**AIM OF THE EXERCISE:**
Where a line in the material below has the string "clashes", please report it.
[Opening DATA section]
PR #94, opened 2020-10-23
Fix related name clashes with django-waffle app

### LINKED ISSUE #40: Related Name clashes
While trying to migrate the database after the installation, I am running into the following issue:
[Closing DATA section]
**YOUR SOLUTION:**
Fix related name clashes with django-waffle app
### LINKED ISSUE #40: Related Name clashes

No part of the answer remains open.